Los sistemas planetarios, incluyendo nuestro propio sistema solar, se piensa que se formaron a partir de hidrógeno, helio y elementos más pesados que orbitan sus estrellas en un disco llamado protoplanetario. El polvo y material rocoso se cree que se amontonaron con el tiempo, formando núcleos rocosos que acabaron siendo planetas.

Los resultados sugieren que algunas de las recientemente descubiertas súper-Tierras, tales como Kepler-62e y -62f,  el mero hecho de estar en la zona habitable no es suficiente para hacer que los hábitats sean propicios para la vida.

El Dr. Lammer comenta «Nuestros resultados sugieren que los mundos como estos dos súper-Tierras pueden haber capturado el equivalente de entre 100 y 1000 veces el hidrógeno de los océanos de la Tierra, pero sólo han perdido un pequeño tanto por ciento de ella durante toda su vida. Con este tipo de atmósferas espesas, la presión sobre las superficies será enorme, lo que hace casi imposible que exista vida.»

 

La Zona de Habitabilidad

Alrededor de las estrellas se define una zona donde es posible que la vida pueda aparecer y desarrollarse de una manera más o menos estable, es decir, que el planeta que la habite pueda disfrutar de temperaturas moderadas en su superficie durante 3 ó 4 mil millones de años.

Zona de Habitabilidad del Sistema Solar

Zona de Habitabilidad del Sistema Solar

Una de las condiciones para que un planeta tenga alguna posibilidad de albergar vida, al menos tal y como la conocemos aquí en la Tierra, es que se encuentre en lo que se llama la «zona de habitabilidad» de su estrella. Es decir, a la distancia necesaria, ni demasiado cerca ni demasiado lejos, para que en su superficie pueda existir agua líquida.

Además de la distancia, la zona de habitabilidad también depende de la masa y la edad de la estrella, ya que con el tiempo cambia su tipo espectral y su luminosidad. En una estrella de tipo M, las más numerosas en nuestra galaxia, de baja masa y luminosidad, la zona habitable se encontrará muy cerca de la estrella. Pero ese factor también podría influir en la existencia de vida, como la excentricidad de la órbita o la inclinación del eje de rotación… Mil factores influyen.
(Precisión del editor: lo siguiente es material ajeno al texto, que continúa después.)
PR #1620, opened 2015-07-14

vl2:
Minor fixes.

### DIFF
--- a/international-labour-organization.csl
+++ b/international-labour-organization.csl
@@ -1,5 +1,6 @@
 <?xml version="1.0" encoding="utf-8"?>
-<style xmlns="http://purl.org/net/xbiblio/csl" class="in-text" version="1.0" demote-non-dropping-particle="sort-only" default-locale="en-GB">
+<style class="in-text" version="1.0" demote-non-dropping-particle="sort-only" default-locale="en-GB" xmlns="http://purl.org/net/xbiblio/csl">
+<!-- This style was edited with the Visual CSL Editor (http://editor.citationstyles.org/visualEditor/) -->
   <info>
     <title>International Labour Organization</title>
     <id>http://www.zotero.org/styles/international-labour-organization</id>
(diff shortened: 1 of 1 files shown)


international-labour-organization.csl
```diff
@@ -158,12 +160,12 @@
             </group>
           </group>
         </else-if>
-        <else-if type="chapter paper-conference" match="any">
-          <text macro="title" prefix=" " suffix="."/>
+        <else-if type="chapter" match="any">
+          <text macro="title" prefix=" &quot;" suffix="&quot;,"/>
```
rmzelle: It's better to use the "quotes" attribute here (`quotes="true"`). See http://docs.citationstyles.org/en/stable/specification.html#quotes

international-labour-organization.csl
```diff
@@ -190,17 +192,24 @@
...
               <text macro="publisher"/>
-              <text variable="volume"/>
+              <text variable="volume" text-case="capitalize-first"/>
               <text macro="pages"/>
             </group>
           </group>
         </else-if>
+        <else-if type="article-newspaper" match="any">
+          <group>
+            <text macro="title" prefix=" &quot;" suffix=".&quot;"/>
```
rmzelle: It's better to use the "quotes" attribute here (`quotes="true"`). See http://docs.citationstyles.org/en/stable/specification.html#quotes

adam3smith:
Please fix the two quotes issues mentioned by @rmzelle above, otherwise this is good to go. 
You can update your pull request by using the pencil icon here:
https://github.com/vl2/styles/blob/patch-3/international-labour-organization.csl
Let us know when you're done of if you need any help.

rmzelle:
@vl2, if you could update this pull request, that would be great.

international-labour-organization.csl
vl2: Thanks for the validation. Just back from the holidays and heard there are
also some other changes needed.
I'll update the pull request with "quotes" + other modifications asap.

rmzelle:
Closing for inactivity.

@vl2, we can still accept this pull request if you make the changes we requested above and post a comment here that you have done so.

PR #1622, opened 2015-07-20
reviews-of-modern-physics-with-titles Changes

serpodrick:
Hi

Some changes for reviews-of-modern-physics-with-titles for conference proceedings and magazine and newspaper articles.


rmzelle:
Thanks!

PR #1623, opened 2015-07-20
CSE and ACS - in term

serpodrick:
Hello

One similar change for american-chemical-society, council-of-science-editors and friends, to prevent extraneous appearance of "in".


rmzelle:
Looks like two styles don't have the "title" macro.

serpodrick:
Fixed.

rmzelle:
Thanks!

PR #1915, opened 2016-03-02
Create victoria-university-australia-harvard.csl

SunwayCollege:
Victorial UNiversity Melbourne Australia Harvard style is created based on http://libraryguides.vu.edu.au/harvard

PR #1931, opened 2016-03-07
Victoria University Harvard style uploaded and renamed

SunwayCollege:
Applied changes as recommended 
- Change file name
- change self link


rmzelle:
Is this the same as #1915?

SunwayCollege:
Yes. It is similar to #1915 but with the recommended changes as applied to 2645c04

rmzelle:
I accepted your style from #1915. Thanks for contributing!

Sorry for letting that pull request sit for a few days. I hadn't seen you had updated it. (in general, it's almost always better to stay in your original pull request; next time, feel free to leave a comment if you think you've been forgotten)

SunwayCollege:
Noted. Thank you for the advice.

PR #1938, opened 2016-03-09
Improve CSL_TEST support

rmzelle:
* Always load the parents of dependents that are being checked (so we can make sure the “citation-format” is the same between parent and dependent)
* Always use a list of all independents for looking up “template” and “independent-parent” IDs

### DIFF
--- a/spec/spec_helper.rb
+++ b/spec/spec_helper.rb
@@ -146,4 +146,46 @@ Independents = Hash[collect_styles.each_with_index.map { |path, i|
   load_style(path)
 }]
 
+# Make sure we always have the basenames of all independent styles stored
+if ENV['CSL_TEST'] != nil
+  INDEPENDENTS_BASENAMES = Dir[File.join(STYLE_ROOT, '*.csl')].map { |path|
+    filename = File.basename(path)
+    basename = filename[0..-5]
+  }
+else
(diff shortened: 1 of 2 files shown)


rmzelle:
@inukshuk, can you take a quick look to check whether I coded according to Ruby convention? I wasn't sure about the variable naming (especially when it comes to capitalization; all-caps are constants, but otherwise ...?)

Verified that this works with:

```bash
$ CSL_TEST="academy-of-ma.*" bundle exec rake
$ CSL_TEST="acs-nano.csl" bundle exec rake
$ bundle exec rake
```

There are still a few tests that can silently fail (e.g. the check for uniqueness of ISSNs), but I don't really see how we can do that without loading all styles, which would mostly defeat the purpose of "CSL_TEST" (i.e. quick tests). At least we shouldn't have false positives anymore now.

inukshuk:
Yes that's great.

CSL_TEST is an advanced flag, so I would expect users (basically that's only us anyway) to be aware that it won't catch duplicate ISSNs or similar cases.

Constants are capitalized (usually all caps), local variables and methods are usually snake case ('template_id' would be more common than 'template_ID') and classes are pascal case.

rmzelle:
Okay, thanks!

Un equipo de la Universidad de Aberdeen en Escocia (Reino Unido) también cree que esas fronteras tradicionales deberían ampliarse, ya que, a su juicio, mundos rocosos y fríos que antes se consideraban inertes pueden ser capaces de soportar vida por debajo de su superficie.

Mundos habitables

En este sentido, un equipo de investigadores de la Universidad de Texas ha elaborado un Indice de Complejidad Biológica (BCI), diseñado especialmente para hacer una estimación de la probabilidad de que la vida orgánica compleja surja en otros mundos. Según los cálculos, solo en la Vía Láctea podría haber más de cien millones de planetas con vida compleja, algo absolutamente impresionante.